Por semanas intenté seguir ignorándolo, pero la noche eterna que reinaba sobre mi casa evitaba que pudiese dormir bien. Incluso cuando lograba adaptar mi ciclo de sueño a la oscuridad, mis sueños todos tenían que ver con el cristal. En ellos, siempre estaba escapando de algo, y una voz resonaba diciendo “acéptame”, en un tono que hacía vibrar mis oídos, que hacía vibrar cada una de mis pesadillas. Corría y corría pero la voz siempre lograba alcanzarme, y un cristal inmenso y negro la noche que siempre asechaba aparecía de repente en frente mío. La voz entonces resonaba en miles de voces, que sonaban increíblemente conocidas y a la vez inexorablemente lejanas. La única que pude reconocer verdaderamente… fue la mía propia.

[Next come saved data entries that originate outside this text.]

PR #1320, opened 2019-07-03
Adding support for resolving web identity tokens from disk

spfink:
Adds support for resolving JWT tokens from disk for identifying with STS

## Testing
Existing tests pass. Added basic tests for JWT functionality.

## Types of changes

## Checklist

## License


core/auth/src/main/java/software/amazon/awssdk/auth/credentials/internal/ProfileCredentialsUtils.java
```diff
@@ -95,10 +96,15 @@ public ProfileCredentialsUtils(Profile profile, Function<String, Optional<Profil
         if (properties.containsKey(ProfileProperty.ROLE_ARN)) {
             boolean hasSourceProfile = properties.containsKey(ProfileProperty.SOURCE_PROFILE);
             boolean hasCredentialSource = properties.containsKey(ProfileProperty.CREDENTIAL_SOURCE);
+            boolean hasWebIdentityTokenFile = properties.containsKey(ProfileProperty.WEB_IDENTITY_TOKEN_FILE);
             Validate.validState(!(hasSourceProfile && hasCredentialSource),
                                 "Invalid profile file: profile has both %s and %s.",
                                 ProfileProperty.SOURCE_PROFILE, ProfileProperty.CREDENTIAL_SOURCE);
 
+            if (hasWebIdentityTokenFile) {
```
dagnir: further down we have `requireProperties(ProfileProperty.ROLE_ARN, ProfileProperty.WEB_IDENTITY_TOKEN_FILE)` so we should be checking of the role ARN is defined as well.

dagnir:
Seems this change has the effect putting the web identity credentials at the top of the chain before static creds in environment variables and in the shared config file. Is that the behavior we want?

core/auth/src/main/java/software/amazon/awssdk/auth/credentials/internal/ProfileCredentialsUtils.java
spfink: Updated.

spfink:
This does have the effect of making web identity tokens always take precedence. I'm assuming that this is acceptable because they have to explicitly set this environment.

I imagine there will be scenarios where customers want to switch to web identity tokens so they add this env variable not realizing that they are continuing to set env creds. This would not be an issue in this case as the SDK would default to the web tokens.

core/auth/src/main/java/software/amazon/awssdk/auth/credentials/internal/WebIdentityCredentialsUtil.java
```diff
@@ -0,0 +1,57 @@
...
+@SdkInternalApi
+public final class WebIdentityCredentialsUtil {
+
+    private static final String STS_WEB_IDENTITY_CREDENTIALS_PROVIDER_FACTORY =
+        "software.amazon.awssdk.services.sts.internal.StsWebIdentityCredentialsProviderFactory";
+
+    private WebIdentityCredentialsUtil() {}
+
+    public static String resolveWebIdentityToken(Path filePath) {
+        InputStream webIdentityTokenStream = FunctionalUtils.invokeSafely(() -> Files.newInputStream(filePath));
```
dagnir: Forgot to check this earlier, but we should be checking that the path absolute. We aren't supporting relative paths

spfink: Added check and tests on this class.

services/sts/src/main/java/software/amazon/awssdk/services/sts/internal/StsWebIdentityCredentialsProviderFactory.java
```diff
@@ -0,0 +1,132 @@
...
+            }
+        }
+    }
+
+
+    private static final class StsRetryCondition implements RetryCondition {
+
+        @Override
+        public boolean shouldRetry(RetryPolicyContext context) {
+            if (context.exception() instanceof IdpCommunicationErrorException) {
```
dagnir: nit: can be shortened to `return context.exception() instanceof IdpCommunicationErrorException`

core/auth/src/main/java/software/amazon/awssdk/auth/credentials/internal/ProfileCredentialsUtils.java
```diff
@@ -83,7 +83,8 @@ public ProfileCredentialsUtils(Profile profile, Function<String, Optional<Profil
      * providers will be created.
      */
     public Optional<AwsCredentialsProvider> credentialsProvider() {
-        return credentialsProvider(new HashSet<>());
+        Optional<AwsCredentialsProvider> credsProvider = credentialsProvider(new HashSet<>());
+        return credsProvider;
```
millems: Why the change?

core/auth/src/main/java/software/amazon/awssdk/auth/credentials/internal/SystemSettingsCredentialsProvider.java
```diff
@@ -67,8 +86,16 @@ public AwsCredentials resolveCredentials() {
                                     .build();
         }
 
-        return sessionToken == null ? AwsBasicCredentials.create(accessKey, secretKey)
-                                    : AwsSessionCredentials.create(accessKey, secretKey, sessionToken);
+        if (webIdentityTokenFile != null && roleArn != null) {
```
millems: Should we warn if one is specified without the other?

core/auth/src/main/java/software/amazon/awssdk/auth/credentials/internal/SystemSettingsCredentialsProvider.java
```diff
@@ -43,12 +46,28 @@
...
+
+        return credentialsProvider.resolveCredentials();
+    }
+
+    private void resolveProvider() {
         String accessKey = trim(loadSetting(SdkSystemSetting.AWS_ACCESS_KEY_ID).orElse(null));
         String secretKey = trim(loadSetting(SdkSystemSetting.AWS_SECRET_ACCESS_KEY).orElse(null));
         String sessionToken = trim(loadSetting(SdkSystemSetting.AWS_SESSION_TOKEN).orElse(null));
 
+        String roleArn = trim(loadSetting(SdkSystemSetting.AWS_ROLE_ARN).orElse(null));
```
millems: Should this also be used to assume a role using the assume-role credentials provider?

core/auth/src/main/java/software/amazon/awssdk/auth/credentials/internal/WebIdentityCredentialsUtil.java
```diff
@@ -0,0 +1,62 @@
...
+import java.nio.file.Files;
+import java.nio.file.Path;
+import software.amazon.awssdk.annotations.SdkInternalApi;
+import software.amazon.awssdk.auth.credentials.WebIdentityTokenCredentialsProviderFactory;
+import software.amazon.awssdk.core.exception.SdkClientException;
+import software.amazon.awssdk.utils.FunctionalUtils;
+import software.amazon.awssdk.utils.IoUtils;
+
+@SdkInternalApi
+public final class WebIdentityCredentialsUtil {
```
millems: Utils*

millems: Javadoc?

core/auth/src/main/java/software/amazon/awssdk/auth/credentials/internal/SystemSettingsCredentialsProvider.java
```diff
@@ -67,8 +86,16 @@ public AwsCredentials resolveCredentials() {
                                     .build();
         }
 
-        return sessionToken == null ? AwsBasicCredentials.create(accessKey, secretKey)
-                                    : AwsSessionCredentials.create(accessKey, secretKey, sessionToken);
+        if (webIdentityTokenFile != null && roleArn != null) {
+            String webIdentityToken = WebIdentityCredentialsUtil.resolveWebIdentityToken(Paths.get(webIdentityTokenFile));
+            WebIdentityTokenCredentialsProviderFactory factory = WebIdentityCredentialsUtil.factory();
+            credentialsProvider = factory.create(roleArn, roleSessionName, webIdentityToken);
```
millems: Is this a closeable credentials provider? Do we need to make this provider closeable as well?

core/auth/src/main/java/software/amazon/awssdk/auth/credentials/internal/SystemSettingsCredentialsProvider.java
```diff
@@ -43,12 +46,28 @@
...
 public abstract class SystemSettingsCredentialsProvider implements AwsCredentialsProvider {
+
+    private AwsCredentialsProvider credentialsProvider;
+
     @Override
     public AwsCredentials resolveCredentials() {
+
+        if (credentialsProvider == null) {
+            resolveProvider();
+        }
```
millems: Any reason not to just do this on creation, instead of first use?

core/auth/src/main/java/software/amazon/awssdk/auth/credentials/internal/WebIdentityCredentialsUtil.java
```diff
@@ -0,0 +1,62 @@
...
+
+    private static final String STS_WEB_IDENTITY_CREDENTIALS_PROVIDER_FACTORY =
+        "software.amazon.awssdk.services.sts.internal.StsWebIdentityCredentialsProviderFactory";
+
+    private WebIdentityCredentialsUtil() {}
+
+    public static String resolveWebIdentityToken(Path filePath) {
+        if (!filePath.isAbsolute()) {
+            throw SdkClientException.create("Web identity token file path must be an absolute file path");
+        }
```
millems: How do absolute paths work with home-based paths? Is ~/file an absolute path?

core/auth/src/main/java/software/amazon/awssdk/auth/credentials/internal/WebIdentityCredentialsUtil.java
```diff
@@ -0,0 +1,62 @@
...
+
+        InputStream webIdentityTokenStream = FunctionalUtils.invokeSafely(() -> Files.newInputStream(filePath));
```
millems: Try with resources?

core/sdk-core/src/main/java/software/amazon/awssdk/core/SdkSystemSetting.java
```diff
@@ -42,6 +42,15 @@
...
     AWS_SESSION_TOKEN("aws.sessionToken", null),
 
+    /**
+     * Configure the AWS web identity token file path.
+     */
+    AWS_WEB_IDENTITY_TOKEN_FILE("AWS_WEB_IDENTITY_TOKEN_FILE", null),
+
+    AWS_ROLE_ARN("AWS_ROLE_ARN", null),
+
+    AWS_ROLE_SESSION_NAME("AWS_ROLE_SESSION_NAME", null),
```
millems: Javadoc

core/sdk-core/src/main/java/software/amazon/awssdk/core/SdkSystemSetting.java
```diff
@@ -42,6 +42,15 @@
      */
     AWS_SESSION_TOKEN("aws.sessionToken", null),
 
+    /**
+     * Configure the AWS web identity token file path.
+     */
+    AWS_WEB_IDENTITY_TOKEN_FILE("AWS_WEB_IDENTITY_TOKEN_FILE", null),
```
millems: The first parameter should be a system property.

services/sts/src/main/java/software/amazon/awssdk/services/sts/auth/StsAssumeRoleWithWebIdentityCredentialsProvider.java
```diff
@@ -92,6 +95,11 @@ private Builder() {
          * @return This object for chained calls.
          */
         public Builder refreshRequest(AssumeRoleWithWebIdentityRequest assumeRoleWithWebIdentityRequest) {
+            this.assumeRoleWithWebIdentityRequest = () -> assumeRoleWithWebIdentityRequest;
+            return this;
+        }
+
+        public Builder refreshRequest(Supplier<AssumeRoleWithWebIdentityRequest> assumeRoleWithWebIdentityRequest) {
             this.assumeRoleWithWebIdentityRequest = assumeRoleWithWebIdentityRequest;
```
millems: Is this the same pattern as the other providers?
+ Javadoc.

services/sts/src/main/java/software/amazon/awssdk/services/sts/internal/StsWebIdentityCredentialsProviderFactory.java
```diff
@@ -0,0 +1,128 @@
...
+import software.amazon.awssdk.services.sts.StsClient;
+import software.amazon.awssdk.services.sts.auth.StsAssumeRoleWithWebIdentityCredentialsProvider;
+import software.amazon.awssdk.services.sts.model.AssumeRoleWithWebIdentityRequest;
+import software.amazon.awssdk.services.sts.model.IdpCommunicationErrorException;
+import software.amazon.awssdk.utils.FunctionalUtils;
+import software.amazon.awssdk.utils.IoUtils;
+import software.amazon.awssdk.utils.SdkAutoCloseable;
+
+@SdkInternalApi
+public final class StsWebIdentityCredentialsProviderFactory implements WebIdentityTokenCredentialsProviderFactory {
```
millems: Javadoc

core/auth/src/main/java/software/amazon/awssdk/auth/credentials/WebIdentityTokenCredentialsProviderFactory.java
```diff
@@ -0,0 +1,32 @@
...
+ *
+ * Currently this is used to allow a {@link Profile} or environment variable configured with a role that should be assumed with
+ * a web identity token to create a credentials provider via the
+ * 'software.amazon.awssdk.services.sts.internal.StsWebIdentityCredentialsProviderFactory', assuming STS is on the classpath.
+ */
+@FunctionalInterface
+@SdkProtectedApi
+public interface WebIdentityTokenCredentialsProviderFactory {
+    AwsCredentialsProvider create(String roleArn, String roleSessionName, String webIdentityToken);
+}
```
millems: Can we reuse the existing profile-based provider for this, and create one for environment variables? I don't like the idea of adding a new one of these for every credential source we support, which is why the other one is generic to profiles.

core/auth/src/main/java/software/amazon/awssdk/auth/credentials/internal/ProfileCredentialsUtils.java
spfink: Not sure, might have been me testing and missed reverting.

core/auth/src/main/java/software/amazon/awssdk/auth/credentials/internal/SystemSettingsCredentialsProvider.java
spfink: I'd be fine warning if web identity was specified and role arn wasn't but not the other way around.

core/auth/src/main/java/software/amazon/awssdk/auth/credentials/internal/SystemSettingsCredentialsProvider.java
spfink: This was brought up on the Go PR as well. I think it is definitely something that we should support but might do it as a separate PR.

services/sts/src/main/java/software/amazon/awssdk/services/sts/auth/StsAssumeRoleWithWebIdentityCredentialsProvider.java
spfink: Mostly. Other provider passes the non-supplier to the supplier method instead of directly setting. Will update.

core/auth/src/main/java/software/amazon/awssdk/auth/credentials/WebIdentityTokenCredentialsProviderFactory.java
spfink: We certainly could re-use I guess but the environment/system properties don't really have a container which would mean you are just passing strings which is then just generic and why not re-use for the profile file?

core/auth/src/main/java/software/amazon/awssdk/auth/credentials/internal/WebIdentityCredentialsUtil.java
dagnir: It shouldn't be since the resolved path depends on the user that owns the process.

core/auth/src/main/java/software/amazon/awssdk/auth/credentials/WebIdentityTokenCredentialsProviderFactory.java
dagnir: Don't have any strong feelings either way, but slightly leaning towards reuse as well.

core/auth/src/main/java/software/amazon/awssdk/auth/credentials/internal/SystemSettingsCredentialsProvider.java
spfink: We could do this but it would force us to remove some tests we have that instantiate an environment variable credential provider.

core/auth/src/main/java/software/amazon/awssdk/auth/credentials/internal/WebIdentityCredentialsUtil.java
spfink: Does that really provide much benefit here?

millems: Yes, if IoUtils.toUtf8String throws, then we leak file descriptors.

core/auth/src/main/java/software/amazon/awssdk/auth/credentials/internal/SystemSettingsCredentialsProvider.java
millems: Why would we have to remove the tests? This is a lot of complexity, and I don't see the benefit.

core/auth/src/main/java/software/amazon/awssdk/auth/credentials/internal/SystemSettingsCredentialsProvider.java
millems: It may not be backwards-compatible to add it later, so should we figure it out now?

spfink: It should be fine to add it backwards compatibly as it's presence without a web identity token would mean use regular assume role. I wouldn't want to add it before working through the process to add to all SDKs since none support it today AFAIK.

millems: If they specify just role_arn with this change, it'll use regular credentials. Later, it would start using assume role credentials. That seems backwards-incompatible to me.

core/auth/src/main/java/software/amazon/awssdk/auth/credentials/EnvironmentVariableCredentialsProvider.java
```diff
@@ -29,6 +29,7 @@
 public final class EnvironmentVariableCredentialsProvider extends SystemSettingsCredentialsProvider {
 
     private EnvironmentVariableCredentialsProvider() {
+        super();
```
millems: This is redundant.

core/auth/src/main/java/software/amazon/awssdk/auth/credentials/SystemPropertyCredentialsProvider.java
```diff
@@ -29,6 +29,7 @@
 public final class SystemPropertyCredentialsProvider extends SystemSettingsCredentialsProvider {
 
     private SystemPropertyCredentialsProvider() {
+        super();
```
millems: This is redundant.

core/auth/src/main/java/software/amazon/awssdk/auth/credentials/internal/ProfileCredentialsUtils.java
```diff
@@ -155,6 +161,17 @@ private AwsCredentialsProvider credentialProcessCredentialsProvider() {
...
 
+    private AwsCredentialsProvider roleAndWebIdentityTokenProfileCredentialsProvider() {
+        requireProperties(ProfileProperty.ROLE_ARN, ProfileProperty.WEB_IDENTITY_TOKEN_FILE);
+
+        String roleArn = properties.get(ProfileProperty.ROLE_ARN);
+        String roleSessionName = properties.get(ProfileProperty.ROLE_SESSION_NAME);
+        String webIdentityTokenPath = properties.get(ProfileProperty.WEB_IDENTITY_TOKEN_FILE);
+
+        return WebIdentityCredentialsUtils.factory()
+                                          .create(roleArn, roleSessionName, webIdentityTokenPath);
```
millems: Can we use a parameter object, since this is cross-module?

core/auth/src/main/java/software/amazon/awssdk/auth/credentials/internal/SystemSettingsCredentialsProvider.java
```diff
@@ -42,33 +47,84 @@
...
+                                              .build();
+        } else if (StringUtils.isEmpty(accessKey) || StringUtils.isEmpty(secretKey)) {
+            loadException = SdkClientException.builder()
+                                              .message(String.format("An access key and secret key must both be specified via " +
+                                                                     "their environment variables (%s) (%s) or system " +
+                                                                     "properties (%s) (%s)",
+                                                                     SdkSystemSetting.AWS_ACCESS_KEY_ID.environmentVariable(),
+                                                                     SdkSystemSetting.AWS_ACCESS_KEY_ID.property(),
+                                                                     SdkSystemSetting.AWS_SECRET_ACCESS_KEY.environmentVariable(),
+                                                                     SdkSystemSetting.AWS_SECRET_ACCESS_KEY.property()))
```
millems: Incorrect parameter order.

services/sts/src/main/java/software/amazon/awssdk/services/sts/internal/StsWebIdentityCredentialsProviderFactory.java
```diff
@@ -0,0 +1,132 @@
...
+import software.amazon.awssdk.utils.FunctionalUtils;
+import software.amazon.awssdk.utils.IoUtils;
+import software.amazon.awssdk.utils.SdkAutoCloseable;
+
+/**
+ * An implementation of {@link WebIdentityTokenCredentialsProviderFactory} that allows users to assume a role
+ * using a web identity token file specified in either a {@link Profile} or environment variables.
+ */
+@SdkInternalApi
+public final class StsWebIdentityCredentialsProviderFactory implements WebIdentityTokenCredentialsProviderFactory {
```
millems: Is this used cross-module?

spfink: Yes

core/auth/src/main/java/software/amazon/awssdk/auth/credentials/internal/ProfileCredentialsUtils.java
spfink: What's the benefit here? Why wrap all of these if they are already unwrapped?

millems: It makes forward-compatibility a lot easier. It's a cheap price to pay for an annoying experience later if we ever need to add something else.

core/auth/src/main/java/software/amazon/awssdk/auth/credentials/internal/WebIdentityCredentialsUtils.java
```diff
@@ -0,0 +1,77 @@
...
+
+    private WebIdentityCredentialsUtils() {}
+
+    /**
+     * Resolves a String token from a JWT web identity token file.
+     *
+     * @param filePath The absolute path to the JWT token file.
+     * @return The JWT token as a string.
+     */
+    public static String resolveWebIdentityToken(Path filePath) {
```
millems: I don't see this being used?

core/auth/src/main/java/software/amazon/awssdk/auth/credentials/internal/WebIdentityCredentialsUtils.java
```diff
@@ -0,0 +1,77 @@
...
+        if (!filePath.isAbsolute()) {
+            throw SdkClientException.create("Web identity token file path must be an absolute file path");
+        }
+
+        InputStream webIdentityTokenStream = FunctionalUtils.invokeSafely(() -> Files.newInputStream(filePath));
+        String webIdentityToken = FunctionalUtils.invokeSafely(() -> IoUtils.toUtf8String(webIdentityTokenStream));
```
millems: If `IoUtils.toUtf8String` throws an exception, the `webIdentityTokenStream` won't be closed.

services/sts/src/main/java/software/amazon/awssdk/services/sts/internal/StsWebIdentityCredentialsProviderFactory.java
millems: Should it be an @SdkProtectedApi?

services/sts/src/main/java/software/amazon/awssdk/services/sts/internal/StsWebIdentityCredentialsProviderFactory.java
```diff
@@ -0,0 +1,135 @@
...
+                     FunctionalUtils.invokeSafely(() -> Files.newInputStream(Paths.get(filePath)))) {
+                return FunctionalUtils.invokeSafely(() -> IoUtils.toUtf8String(webIdentityTokenStream));
+            } catch (IOException e) {
+                throw new RuntimeException(e);
+            }
+        }
+    }
+
+
+    private static final class StsRetryCondition implements RetryCondition {
```
millems: Should this be included in the other STS credential providers? Maybe the entire STS retry condition?

services/sts/src/main/java/software/amazon/awssdk/services/sts/internal/StsWebIdentityCredentialsProviderFactory.java
```diff
@@ -0,0 +1,135 @@
...
+        @Override
+        public Object get() {
+            return request.toBuilder().webIdentityToken(getToken(webIdentityTokenFilePath)).build();
+        }
+
+        private String getToken(String filePath) {
+            try (InputStream webIdentityTokenStream =
+                     FunctionalUtils.invokeSafely(() -> Files.newInputStream(Paths.get(filePath)))) {
+                return FunctionalUtils.invokeSafely(() -> IoUtils.toUtf8String(webIdentityTokenStream));
+            } catch (IOException e) {
```
millems: You're already catching `IOException`, do you need invokeSafely?

services/sts/src/main/java/software/amazon/awssdk/services/sts/internal/StsWebIdentityCredentialsProviderFactory.java
```diff
@@ -0,0 +1,135 @@
...
+                throw new RuntimeException(e);
```
millems: Maybe `UncheckedIOException`?

services/sts/src/main/java/software/amazon/awssdk/services/sts/internal/StsWebIdentityCredentialsProviderFactory.java
spfink: I can rename but this is specific to this provider.

services/sts/src/main/java/software/amazon/awssdk/services/sts/internal/StsWebIdentityCredentialsProviderFactory.java
spfink: Sure

services/sts/src/main/java/software/amazon/awssdk/services/sts/internal/StsWebIdentityCredentialsProviderFactory.java
spfink: Removed

core/auth/src/main/java/software/amazon/awssdk/auth/credentials/internal/WebIdentityCredentialsUtils.java
spfink: Removed this

core/auth/src/main/java/software/amazon/awssdk/auth/credentials/internal/WebIdentityCredentialsUtils.java
spfink: Removed

core/auth/src/main/java/software/amazon/awssdk/auth/credentials/WebIdentityTokenCredentialsProvider.java
```diff
@@ -0,0 +1,64 @@
...
+import software.amazon.awssdk.auth.credentials.internal.CredentialProperties;
+import software.amazon.awssdk.auth.credentials.internal.WebIdentityCredentialsUtils;
+import software.amazon.awssdk.core.SdkSystemSetting;
+import software.amazon.awssdk.utils.ToString;
+
+/**
+ * A credential provider that will read web identity token file path, aws role arn
+ * and aws session name from system properties or environment variables for using
+ * web identity token credentials with STS.
+ */
```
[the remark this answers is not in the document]
spfink: Added note.

core/auth/src/main/java/software/amazon/awssdk/auth/credentials/internal/CredentialProperties.java
```diff
@@ -0,0 +1,101 @@
...
+
+package software.amazon.awssdk.auth.credentials.internal;
+
+import software.amazon.awssdk.annotations.SdkInternalApi;
+
+/**
+ * A container for credential properties.
+ */
+@SdkInternalApi
+public class CredentialProperties {
```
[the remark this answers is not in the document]
spfink: Switched to WebIdentityTokenCredentialProperties

core/auth/src/main/java/software/amazon/awssdk/auth/credentials/WebIdentityTokenCredentialsProvider.java
```diff
@@ -0,0 +1,64 @@
...
+        String roleArn = trim(SdkSystemSetting.AWS_ROLE_ARN.getStringValueOrThrow());
+        Optional<String> roleSessionName = SdkSystemSetting.AWS_ROLE_SESSION_NAME.getStringValue();
+
+        CredentialProperties credentialProperties = CredentialProperties.builder()
+                                                                        .roleArn(roleArn)
+                                                                        .roleSessionName(roleSessionName.orElse(null))
+                                                                        .webIdentityTokenFilePath(webIdentityTokenFlePath)
+                                                                        .build();
+
+        credentialsProvider = WebIdentityCredentialsUtils.factory().create(credentialProperties);
```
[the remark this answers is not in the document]
spfink: Added

core/auth/src/main/java/software/amazon/awssdk/auth/credentials/WebIdentityTokenCredentialsProvider.java
```diff
@@ -0,0 +1,173 @@
...
+            loadException = e;
+        }
+
+        if (loadException != null) {
+            this.loadException = loadException;
+            this.credentialsProvider = null;
+        } else {
+            this.credentialsProvider = credentialsProvider;
+            this.loadException = null;
+        }
```
millems: Both branches of this if statement will end up doing the same thing, so can we just make it...
```java
this.loadException = loadException;
this.credentialsProvider = credentialsProvider;
```
...?

core/auth/src/main/java/software/amazon/awssdk/auth/credentials/WebIdentityTokenCredentialsProvider.java
```diff
@@ -0,0 +1,173 @@
...
+
+        /**
+         * Define the role session name that should be used by this credentials provider.
+         */
+        Builder roleSessionName(String roleSessionName);
+
+        /**
+         * Define the absolute path to the web identity token file that should be used by this credentials provider.
+         */
+        Builder webIdentityTokenFilePath(String webIdentityTokenFilePath);
```
millems: Should this be a `Path`? If so, can we name it `webIdentityTokenFile`?

core/auth/src/main/java/software/amazon/awssdk/auth/credentials/WebIdentityTokenCredentialsProvider.java
```diff
@@ -0,0 +1,173 @@
...
+
+        /**
+         * Create a {@link WebIdentityTokenCredentialsProvider} using the configuration applied to this builder.
+         */
+        WebIdentityTokenCredentialsProvider build();
+    }
+
+    static final class BuilderImpl implements Builder {
```
millems: private?

services/sts/src/main/java/software/amazon/awssdk/services/sts/internal/StsWebIdentityCredentialsProviderFactory.java
millems: Ping

services/sts/src/main/java/software/amazon/awssdk/services/sts/internal/StsWebIdentityCredentialsProviderFactory.java
millems: I more meant, should we do this for all STS usages - retry on this exception.

spfink: AFAIK, this is specific to this use case (was called out in SEP). Can see what other SDKs are doing here though.

core/auth/src/main/java/software/amazon/awssdk/auth/credentials/WebIdentityTokenCredentialsProvider.java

La mayoría de los días despertaba con ojeras del porte de mis ojos, arrastrándome al trabajo y cegado por la intensa luz del sol que se iba abriendo cada vez más a medida que me acercaba al edificio. Las cosas no podían quedarse así. Debía hacer algo con el cristal.
Al principio, intenté moverlo para que se alejara de mi casa, pero a pesar de que mi fuerza movía ese algo que se sentía como nada, era infinitamente pesado, y nunca pude moverlo más de un milímetro. Intenté, luego, romperlo, pero cualquier objeto que utilizara simplemente pasaba a través de él como si fuera aire, o algo aún más ligero que el aire. Se me acababan las alternativas, y otra vez volví al principio. Ahora era tan solo un hombre sentado ante el cristal, con la noche oscura brillando sobre mi cabeza. La respuesta llego de pronto, como un flash instantáneo removiendo mi mente. Me paré, de a poco, y puse los brazos alrededor del cristal, que poco a poco fue perdiendo su brillo.

“Eres parte de mí, te acepto”

Y desde ese momento yo y el cristal fuimos uno.